=== Task description ===
In the listing below, find the line containing "PR #28, opened 2025-03-17" and the line containing "ticket for that.". Repeat exactly those two lines and every line between them, nothing more.

=== Records supplied ===
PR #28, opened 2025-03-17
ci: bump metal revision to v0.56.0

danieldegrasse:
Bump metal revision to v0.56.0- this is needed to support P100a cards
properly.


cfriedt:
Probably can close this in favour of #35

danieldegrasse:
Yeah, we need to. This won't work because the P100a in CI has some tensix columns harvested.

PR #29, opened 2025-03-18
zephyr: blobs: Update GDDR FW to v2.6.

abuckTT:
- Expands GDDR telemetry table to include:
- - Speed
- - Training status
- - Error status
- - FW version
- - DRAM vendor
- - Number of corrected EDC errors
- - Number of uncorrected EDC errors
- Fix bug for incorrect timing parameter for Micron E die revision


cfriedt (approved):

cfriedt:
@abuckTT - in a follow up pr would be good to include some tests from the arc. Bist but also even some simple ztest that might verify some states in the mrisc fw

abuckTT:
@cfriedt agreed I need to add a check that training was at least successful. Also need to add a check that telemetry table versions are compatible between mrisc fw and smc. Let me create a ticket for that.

==

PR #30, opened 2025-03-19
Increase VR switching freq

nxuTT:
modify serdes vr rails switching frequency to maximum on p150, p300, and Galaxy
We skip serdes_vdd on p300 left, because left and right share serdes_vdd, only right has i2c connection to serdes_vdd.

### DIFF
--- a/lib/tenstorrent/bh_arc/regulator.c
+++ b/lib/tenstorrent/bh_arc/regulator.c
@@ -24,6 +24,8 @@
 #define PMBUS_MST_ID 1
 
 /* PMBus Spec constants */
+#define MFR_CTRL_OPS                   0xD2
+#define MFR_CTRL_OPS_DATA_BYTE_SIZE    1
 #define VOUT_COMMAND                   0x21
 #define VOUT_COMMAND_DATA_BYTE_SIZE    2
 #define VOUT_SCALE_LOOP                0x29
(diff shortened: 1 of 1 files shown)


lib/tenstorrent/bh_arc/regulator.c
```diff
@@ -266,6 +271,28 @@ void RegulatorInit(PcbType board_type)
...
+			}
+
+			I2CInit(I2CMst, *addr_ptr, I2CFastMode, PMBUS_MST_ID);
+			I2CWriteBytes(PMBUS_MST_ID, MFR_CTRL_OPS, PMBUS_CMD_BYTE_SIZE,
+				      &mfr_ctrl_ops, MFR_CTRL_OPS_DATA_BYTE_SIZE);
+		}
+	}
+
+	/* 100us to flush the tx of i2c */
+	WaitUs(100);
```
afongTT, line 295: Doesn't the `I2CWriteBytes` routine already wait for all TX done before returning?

* * *

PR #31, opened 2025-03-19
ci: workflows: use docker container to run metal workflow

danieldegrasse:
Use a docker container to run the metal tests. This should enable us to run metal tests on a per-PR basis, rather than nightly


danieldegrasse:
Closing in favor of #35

=== Response to the task ===
PR #28, opened 2025-03-17
ci: bump metal revision to v0.56.0

danieldegrasse:
Bump metal revision to v0.56.0- this is needed to support P100a cards
properly.


cfriedt:
Probably can close this in favour of #35

danieldegrasse:
Yeah, we need to. This won't work because the P100a in CI has some tensix columns harvested.

PR #29, opened 2025-03-18
zephyr: blobs: Update GDDR FW to v2.6.

abuckTT:
- Expands GDDR telemetry table to include:
- - Speed
- - Training status
- - Error status
- - FW version
- - DRAM vendor
- - Number of corrected EDC errors
- - Number of uncorrected EDC errors
- Fix bug for incorrect timing parameter for Micron E die revision


cfriedt (approved):

cfriedt:
@abuckTT - in a follow up pr would be good to include some tests from the arc. Bist but also even some simple ztest that might verify some states in the mrisc fw

abuckTT:
@cfriedt agreed I need to add a check that training was at least successful. Also need to add a check that telemetry table versions are compatible between mrisc fw and smc. Let me create a ticket for that.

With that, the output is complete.